__Supplied material__.
PR #6288, opened 2022-01-31
Simplify initialisation in Nef_polyhedron_3

GilesBathgate:
## Summary of Changes

In Nef_polyhedron_3, the following pattern seems to be used in constructors:

```c++
SNC_structure rsnc;
*this = Nef_polyhedron_3(rsnc, new SNC_point_locator_default, false);
```

This pattern is not familiar, but looks like a way of delegating constructors pre C++11. The issue with this method though is that the base is double initialised, as demonstrated by this minimal example: http://cpp.sh/2xgim This isn't too bad in itself, however, because of SNC_structure also being initialised twice, this leads to four Unique_hash_maps, (that allocate 512 buckets)

To clean the code this pull request introduces a private constructor that can be using constructor delegation. The constructor only initialises the point locator and sets the snc pointer. Because of the overload clash with the public constructor that has a single default argument, a `struct Private_tag{};` is used. The constructor replaces calls to empty_rep which echos the same pattern, and also within the construction of `res` objects in the boolean operation functions.

The performance measurements show this change to be an improvement, however, it's unlikely to have a big impact since generally the constructors call other methods (such as `simplify()`) which take the majority of the time. That said simply constructing a Nef_3 from a Point_3 seems to be 60% faster.

## Release Management

* Affected package(s): Nef_3
* Issue(s) solved (if any): cleaning / performance

### DIFF
--- a/Nef_3/include/CGAL/Nef_polyhedron_3.h
+++ b/Nef_3/include/CGAL/Nef_polyhedron_3.h
@@ -117,7 +117,7 @@ class Nef_polyhedron_3_rep
   SNC_point_locator* pl_;
 
  public:
-  Nef_polyhedron_3_rep() : snc_(), pl_() {}
+  Nef_polyhedron_3_rep() : snc_(), pl_(nullptr) {}
   ~Nef_polyhedron_3_rep() {
     CGAL_NEF_TRACEN( "Nef_polyhedron_3_rep: destroying SNC structure "<<&snc_<<
             ", point locator "<<pl_);
@@ -355,6 +355,12 @@ protected:
     delegate(mbv, /*compute_external*/ false, /*simplify*/ false);
   }
 
+  struct Private_tag {};
+  Nef_polyhedron_3(Private_tag) {
+    pl() = new SNC_point_locator_default;
+    set_snc(snc());
+  }
+
  public:
   /*{\Mcreation 3}*/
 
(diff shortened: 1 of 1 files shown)


GilesBathgate:
An excerpt from the benchmark results:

__Exercise brief__. In the data above, copy every line where the string "from" appears.

__Problem solution__.
The performance measurements show this change to be an improvement, however, it's unlikely to have a big impact since generally the constructors call other methods (such as `simplify()`) which take the majority of the time. That said simply constructing a Nef_3 from a Point_3 seems to be 60% faster.
An excerpt from the benchmark results:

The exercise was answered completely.